Due process means that whenever a person is deprived of their rights, it must be done according to established rules and procedures and that the rules must be fair and equal. This indicates that due process goes against the application of the principle of arbitrariness in the law.
Moreover, in the case of EP Royappa c. State of Tamil Nadu, JPN Bhagawati, declared that the right to equality under Article 14 is the antithesis of the doctrine of arbitrariness and introduced the doctrine of manifest arbitrariness according to which, the Court may declare a law void on the grounds that it violates Article 14. A law is considered arbitrary when there are no defined principles and clear rules that guide the decision-making process. Noted jurist Lon L. Fuller said that to establish the rule of law in a state, a law must be publicly enacted, clear and not contradictory. However, in case of arbitrariness, the public does not know how, the law will be applied because it is subject to the whim of the legislator and the law is not clear and it is subject to contradictory application. Thus, arbitrariness runs counter to the idea of the rule of law.
Thus, a law must be fair, just, reasonable and final in order to restrict the fundamental right guaranteed by Article 21 of the Constitution.
Article 159 of the CGST violates the right to privacy of persons whose information is published in the public interest. The article does not satisfy the principle of due process of law because there are no precise criteria as to how an authority decides that the public interest will be served by the publication of information. Moreover, the recent requirement that Article 159 should only be used in deserving cases suffers from the malevolence of arbitrariness. The use of the term “in deserving cases” conferred absolute discretion on the executive to apply the article according to its whim, since there is no basis upon which, the authority can decide that the case is deserving.
This unrestricted grant of discretion to officers may lead to abuse of the law, as officers may demand bribes from taxpayers so as not to classify the case as deserving and it is also possible that the officer obtains false testimony from the taxpayer during the prosecution by threatening that if he does not cooperate with them, they will classify his case as deserving and release the information about him to the public.
Thus, section 159 read with the recent guidelines does not meet the necessary criteria to subordinate the right to privacy of an individual to the interest of the public.
It is imperative that the central government issues certain conditions or criteria that must be met for the authority to determine whether a case deserves to be published or not. In the author’s opinion, there should be two conditions to be met in order to decide that the case is worthy of publication. The first criterion should be that a minimum monetary limit must be prescribed and in cases where the amount involved is above this limit, then the information can be published. The second criterion must be that the person involved must be a repeat offender.

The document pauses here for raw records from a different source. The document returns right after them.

PR #939, opened 2023-03-03
fix(load-modules): unnecessary calls to updateModuleRegistry

JAdshead:
## Description

currently any module which does not get loaded correctly is re-required on every module map poll.
This change limits fetching and parsing modules to one round per change in the module map.

## Motivation and Context

limit unnecessary calls to require-from-string which consumes memory.

## Types of Changes

- [ ] Dependency update
- [ ] Security update

## Checklist:

None

### DIFF
--- a/src/server/utils/loadModules.js
+++ b/src/server/utils/loadModules.js
@@ -26,17 +26,17 @@ import { setClientModuleMapCache } from './clientModuleMapCache';
 import { updateCSP } from '../plugins/csp';
 import addBaseUrlToModuleMap from './addBaseUrlToModuleMap';
 
-let cashedModuleMapHash;
+let cachedModuleMapHash;
 
 const loadModules = async () => {
   const moduleMapResponse = await fetch(process.env.HOLOCRON_MODULE_MAP_URL);
   const moduleMap = addBaseUrlToModuleMap(await moduleMapResponse.json());
 
   const moduleMapHash = hash(moduleMap);
-  if (cashedModuleMapHash && cashedModuleMapHash === moduleMapHash) {
+  if (cachedModuleMapHash && cachedModuleMapHash === moduleMapHash) {
     return {};
   }
-  cashedModuleMapHash = moduleMapHash;
+  cachedModuleMapHash = moduleMapHash;
   const serverConfig = getServerStateConfig();
 
   const loadedModules = await updateModuleRegistry({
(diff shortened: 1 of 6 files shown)


src/server/utils/loadModules.js
```diff
@@ -25,9 +26,17 @@ import { setClientModuleMapCache } from './clientModuleMapCache';
...
 
+let cashedModuleMapHash;
+
 const loadModules = async () => {
   const moduleMapResponse = await fetch(process.env.HOLOCRON_MODULE_MAP_URL);
   const moduleMap = addBaseUrlToModuleMap(await moduleMapResponse.json());
+
+  const moduleMapHash = hash(moduleMap);
+  if (cashedModuleMapHash && cashedModuleMapHash === moduleMapHash) {
+    return {};
```
code-forger, line 37: Is there value in logging here, maybe in the non-cache-hit case? so those who watch logs can see '3 modules change since last poll' and have confirmation that the change has actually been processed?

src/server/utils/loadModules.js
```diff
@@ -25,9 +26,17 @@ import { setClientModuleMapCache } from './clientModuleMapCache';
...
+  }
+  cashedModuleMapHash = moduleMapHash;
```
10xLaCroixDrinker, line 39:
```suggestion
let cachedModuleMapHash;

const loadModules = async () => {
  const moduleMapResponse = await fetch(process.env.HOLOCRON_MODULE_MAP_URL);
  const moduleMap = addBaseUrlToModuleMap(await moduleMapResponse.json());

  const moduleMapHash = hash(moduleMap);
  if (cachedModuleMapHash && cachedModuleMapHash === moduleMapHash) {
    return {};
  }
  cascedModuleMapHash = moduleMapHash;
```

Minor spelling issue

src/server/utils/loadModules.js
10xLaCroixDrinker: We already log that

https://github.com/americanexpress/one-app/blob/531958f5d20b30900efd34db88fae7a6c5e8406b/src/server/utils/pollModuleMap.js#L151

10xLaCroixDrinker (changes requested):

10xLaCroixDrinker (approved):

Matthew-Mallimo (approved):

PR #963, opened 2023-03-29
feat(server): messages of missing local modules in devHolocronCDN

PixnBits:
## Description

use a @americanexpress/one-app-dev-cdn hook `localModuleBundleNotFound` to log messages that an expected/required module bundle is missing and what the user should do to resolve the issue

pairs with https://github.com/americanexpress/one-app-dev-cdn/pull/47

## Motivation and Context

A scenario observed to be common is a user serving multiple modules locally with @americanexpress/one-app-runner but forgetting to build one (different directory). Determining why the module fails to load and what to do about it/their course of action can be tricky, requiring deciphering the one-app log messages .

## Types of Changes

- [ ] Dependency update
- [ ] Security update

## Checklist:

The intention is to aid Developers by reducing their time to diagnosis and resolution by more explicitly identifying a situation and the usual action(s) they need to take.

### DIFF
--- a/src/server/devHolocronCDN.js
+++ b/src/server/devHolocronCDN.js
@@ -22,8 +22,41 @@ import express from 'express';
 import cors from 'cors';
 import { argv } from 'yargs';
 import oneAppDevCdn from '@americanexpress/one-app-dev-cdn';
+import { register } from 'prom-client';
+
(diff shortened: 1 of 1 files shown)


PixnBits:
I'm thinking there's probably a better approach

PR #982, opened 2023-04-24
chore(update-dev-proxy): update dev proxy to 2 replace require with i…

dogpatch626:
Update dev proxy to v2. one-app-dev-proxy received updates that required it to be imported rather than required.

## Types of Changes

- [x] Dependency update
- [ ] Security update

## Checklist:

### DIFF
--- a/src/server/index.js
+++ b/src/server/index.js
@@ -22,13 +22,14 @@ import enData from 'lean-intl/locale-data/json/en.json';
 
 import './init';
 // Allow env config to run before importing holocron. (x2)
+// eslint-disable-next-line import/no-extraneous-dependencies
+import oneAppDevProxy from '@americanexpress/one-app-dev-proxy';
 import ssrServer from './ssrServer';
 import metricsServer from './metricsServer';
 import { addServer, shutdown } from './shutdown';
 import pollModuleMap from './utils/pollModuleMap';
 import loadModules from './utils/loadModules';
 import getHttpsConfig from './utils/getHttpsConfig';
-
 /*    🛠️ UTILITIES 🛠️    */
 
 const getRemotesFromDevEndpointsFile = () => {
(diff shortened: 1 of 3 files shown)


JAdshead (approved):

src/server/index.js
```diff
@@ -115,9 +114,9 @@ async function devHolocronCDNStart() {
 
 async function oneAppDevProxyStart() {
   const { argv } = require('yargs');
-  // eslint-disable-next-line import/no-extraneous-dependencies
-  const oneAppDevProxy = require('@americanexpress/one-app-dev-proxy');
   const oneAppDevProxyPort = process.env.HTTP_ONE_APP_DEV_PROXY_SERVER_PORT;
+  // eslint-disable-next-line import/no-extraneous-dependencies
+  const oneAppDevProxy = require('@americanexpress/one-app-dev-proxy').default;
```
giulianok, line 119: why don't we use modules (import) instead?

dogpatch626: This is how We do it for other packages that are cjs, @JAdshead  and I talked through it a bit and just decided to go this way

JAdshead: This needs to be an import statement as `import` can't be nested inside functions. This should only be required when the server is running in development hence the need for `require`. 

In regards to needing the `.default`  [one-app-dev-proxy](https://github.com/americanexpress/one-app-dev-proxy/blob/main/src/index.js) uses ES module syntax `export default server` which gets transpiled to `module.exports = { default: server }`. 

Webpack does some magic for `import` statements and will transpile them to `const dep = require('x').default`  when whats being imported is already a webpack tranpiled es module `requiredModule.__esModule: true`. 

The reason for now needed the `.default` is with the last release of `one-app-dev-proxy`, it updated the babel version. Babel used to try and have some extra magic where if a ES module only had a single default export, ie no named exports, it would transpile to `module.exports = server` while also patching the `module` object to include `default` 

Cleaner explanation can been seen in [this stackoverflow](https://stackoverflow.com/questions/33704714/cant-require-default-export-value-in-babel-6-x)

JAdshead (approved):

Matthew-Mallimo (approved):

PR #984, opened 2023-04-25
feat(external-fallbacks): enable modules to have external fallbacks

JAdshead:
This PR requires release and update of Holocron with the changes outlined in https://github.com/americanexpress/holocron/pull/143

## Description

Enable modules which require externals to use a fallback when the root module does not provide one.
Record each modules required externals when the module is required by one-app.
When rendering html to the client include all the fallback script tags required for the modules used in the initial render.
pass the registry of required externals down to the client then hydrate when client initializes 

## Motivation and Context

This will allow more flexibility to holocron modules when a required external is missing. It also provides an additional upgrade path for major versions of external dependencies. 

## Types of Changes

- [ ] Dependency update
- [ ] Security update

## Checklist:


src/server/utils/onModuleLoad.js
```diff
@@ -32,25 +33,12 @@ import { setErrorPage } from '../plugins/reactHtml/staticErrorPage';
...
-
-export const getModulesUsingExternals = () => modulesUsingExternals.toJS();
 
-export const setModulesUsingExternals = (moduleNames) => {
-  modulesUsingExternals = new ImmutableSet(moduleNames);
-};
+export const CONFIGURATION_KEY = 'appConfig';
 
-const logModuleLoad = (moduleName, moduleVersion) => {
+function logModuleLoad(moduleName, moduleVersion) {
```
Matthew-Mallimo, line 39: why was this changed?

src/server/utils/onModuleLoad.js
```diff
@@ -147,32 +133,6 @@ export default function onModuleLoad({
     );
   }
 
-  if (requiredExternals) {
```
Matthew-Mallimo, line 150: Did all this logic get moved to holocron?

package.json
```diff
@@ -108,7 +108,7 @@
     "fastify": "^4.10.2",
     "fastify-plugin": "^4.2.0",
     "helmet": "^6.0.0",
-    "holocron": "^1.7.0",
+    "holocron": "file:holocron-v1.7.0.tgz",
```
Matthew-Mallimo, line 111: This will need to be fixed before merging

Matthew-Mallimo (changes requested):

src/client/initClient.jsx
```diff
@@ -29,6 +29,8 @@ export default async function initClient() {
   try {
     // eslint-disable-next-line no-underscore-dangle
     setModuleMap(global.__CLIENT_HOLOCRON_MODULE_MAP__);
+    // eslint-disable-next-line no-underscore-dangle
+    setRequiredExternalsRegistry(global.__holocron_externals__);
```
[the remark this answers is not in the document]
giulianok: good point, there are still other lower case global vars but I like the consistency of using all caps for it

src/server/plugins/reactHtml/index.jsx
```diff
@@ -87,12 +99,45 @@ export function renderModuleScripts({
...
+      const { baseUrl } = modules[moduleName];
+      const endsWithSlash = baseUrl.endsWith('/');
+      const src = `${baseUrl}${endsWithSlash ? '' : '/'}${name}.browser.js`;
+      return renderScript({
+        src,
+        integrity,
+        isDevelopmentEnv,
+        clientCacheRevision,
+      });
+    }).join(isDevelopmentEnv ? '\n          ' : '');
```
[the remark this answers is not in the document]
giulianok: idk to be honest. @JAdshead any reason why you've added these spaces?

src/server/plugins/reactHtml/index.jsx
```diff
@@ -87,12 +99,45 @@ export function renderModuleScripts({
...
+    return renderScript({
+      src, integrity, isDevelopmentEnv, clientCacheRevision,
+    });
   }).join(isDevelopmentEnv ? '\n          ' : '');
 }
 
+function isDuplicateExternal({ name, version }, currentExternals) {
+  return currentExternals
+    .some((current) => (name === current.name) && (version === current.version));
+}
```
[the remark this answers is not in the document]
giulianok: if you are referring to the `filter` + `isDuplicateExternal` then, technically, it's `O(nm)`, and yes, can be `O(n^2)` depending on the data it each array holds. Also, both arrays are small, no big impact, but I'm all for performance so happy to convert it into a set for quick lookup

src/server/utils/onModuleLoad.js
giulianok: consistency

src/server/utils/onModuleLoad.js
giulianok: yes

__tests__/server/utils/getModulesToUpdate.spec.js
```diff
@@ -152,7 +152,7 @@ describe('getModulesToUpdate', () => {
         },
       },
     };
-    expect(getModulesToUpdate(current, next)).toEqual(['first-module', 'another-module', 'test-root']);
+    expect(getModulesToUpdate(current, next)).toEqual(['test-root']);
```
Matthew-Mallimo, line 155: Why did this expect change if the test case didn't change?

package.json
```diff
@@ -31,7 +31,7 @@
     "test:lockfile": "lockfile-lint -p package-lock.json -t npm -a npm -o https: -c -i",
     "test:lint": "eslint --ext js,jsx,md,snap .",
     "start": "node lib/server/index.js",
-    "start:inspect": "node --inspect --expose-gc lib/server/index.js",
+    "start:inspect": "node --inspect-brk --expose-gc lib/server/index.js",
```
Matthew-Mallimo, line 34:
```suggestion
    "start:inspect": "node --inspect --expose-gc lib/server/index.js",
```

Matthew-Mallimo (changes requested):

__tests__/server/utils/getModulesToUpdate.spec.js
JAdshead: good catch, looks like the mock outdated

package.json
JAdshead: resolved in 5072f48bf0080408e9584a2277514d411e3298ef

__tests__/server/utils/getModulesToUpdate.spec.js
JAdshead: resolved 5072f48bf0080408e9584a2277514d411e3298ef

Matthew-Mallimo (approved):

Matthew-Mallimo (approved):

Matthew-Mallimo (dismissed):

src/client/initClient.jsx
```diff
@@ -29,6 +29,8 @@ export default async function initClient() {
   try {
     // eslint-disable-next-line no-underscore-dangle
     setModuleMap(global.__CLIENT_HOLOCRON_MODULE_MAP__);
+    // eslint-disable-next-line no-underscore-dangle
+    setRequiredExternalsRegistry(global.__HOLOCRON_EXTERNALS__);
```
code-forger, line 33: NIT: for consistency with `__CLIENT_HOLOCRON_MODULE_MAP__`, why not `__CLIENT_HOLOCRON_EXTERNALS__`?

src/server/utils/onModuleLoad.js
```diff
@@ -33,21 +33,8 @@ import { setRedirectAllowList } from './redirectAllowList';
...
-
-const clearModulesUsingExternals = () => {
-  modulesUsingExternals = modulesUsingExternals.clear();
-};
 
-export const getModulesUsingExternals = () => modulesUsingExternals.toJS();
-
-export const setModulesUsingExternals = (moduleNames) => {
-  modulesUsingExternals = new ImmutableSet(moduleNames);
-};
```
code-forger, line 50: Removing parts of the old system? is this still backwards compatible and this functionality is now achieved in a different way?

code-forger (approved):
Approved with 1 NIT and 1 question

src/server/utils/onModuleLoad.js
JAdshead: for the most part this has been reimplemented in holocron - https://github.com/americanexpress/holocron/pull/143/files#diff-c59d732ae8137c4f28a025d9cabd09b4fd3166326f1822eb6b9a94089d89d777R68-R77

it does appear that the call to `clearModulesUsingExternals` has been removed when it should not have.

src/client/initClient.jsx
JAdshead: `__CLIENT_HOLOCRON_MODULE_MAP__` is the only key with the `CLIENT` prefix, this is probably as the module map being set is specifically for the client and differs from the module map loaded on the server.

Matthew-Mallimo (approved):

src/server/plugins/reactHtml/index.jsx
```diff
@@ -88,12 +100,60 @@ export function renderModuleScripts({
...
 }
 
+export function renderExternalFallbacks({
+  clientInitialState,
+  moduleMap,
+  isDevelopmentEnv,
+  isLegacy,
+}) {
+  const loadedModules = clientInitialState.getIn(['holocron', 'loaded'], iSet()).toArray();
+  const requiredFallbacks = loadedModules
```
dogpatch626, line 116: this is a pretty expensive looking reduce in terms of time. are we bound to this by the shape of the data that is in loadedModules or is there potentially a better way of doing this. nested objects with arrays are fun 😄

JAdshead: This would only be a handful of modules. loadedModules are modules which are required to render the page, not all the modules included in the module map. even them i'm not sure a module map would be ever be large enough to provide performance concerns. 

> are we bound to this by the shape of the data that is in loadedModules
yes, this could be rewritten to remove that additional reduce on 118 but im not sure that it would add much value.

dogpatch626 (approved):

Matthew-Mallimo (approved):

PR #1343, opened 2024-03-26
fix(server): devCDN should not crash when bundles are not present

PixnBits:
## Description

The development CDN crashes when performing the substitution in the URL of a nonexistant bundle.

## Motivation and Context

The legacy browser bundle is optional, not required.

Also, section 159 should be amended. A provision should be introduced that whenever proceedings have been commenced or there is a possibility that proceedings may be commenced, there shall be no publication of information relating to the taxpayer or any individual connected with the procedure. This will avoid any pressure officers may exert to obtain strong evidence for the purposes of the prosecution.
Therefore, the central government must act to remedy the flaws inherent in the application of Section 159 in order to save honest taxpayers from officers and prevent any lengthy proceedings that may arise in any court, if the constitutionality of section 159 is disputed. before the tribunal.